• INPUT RECORDS:
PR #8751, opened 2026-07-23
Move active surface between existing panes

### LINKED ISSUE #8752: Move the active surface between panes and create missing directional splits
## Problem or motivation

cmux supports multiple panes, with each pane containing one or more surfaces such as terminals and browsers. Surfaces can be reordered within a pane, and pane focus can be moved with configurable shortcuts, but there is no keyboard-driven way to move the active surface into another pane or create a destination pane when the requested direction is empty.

• TASK REQUIREMENTS:
Your answer should be the data above, retyped exactly.

• ANSWER AREA:
PR #8751, opened 2026-07-23
Move active surface between existing panes

### LINKED ISSUE #8752: Move the active surface between panes and create missing directional splits
## Problem or motivation

cmux supports multiple panes, with each pane containing one or more surfaces such as terminals and browsers. Surfaces can be reordered within a pane, and pane focus can be moved with configurable shortcuts, but there is no keyboard-driven way to move the active surface into another pane or create a destination pane when the requested direction is empty.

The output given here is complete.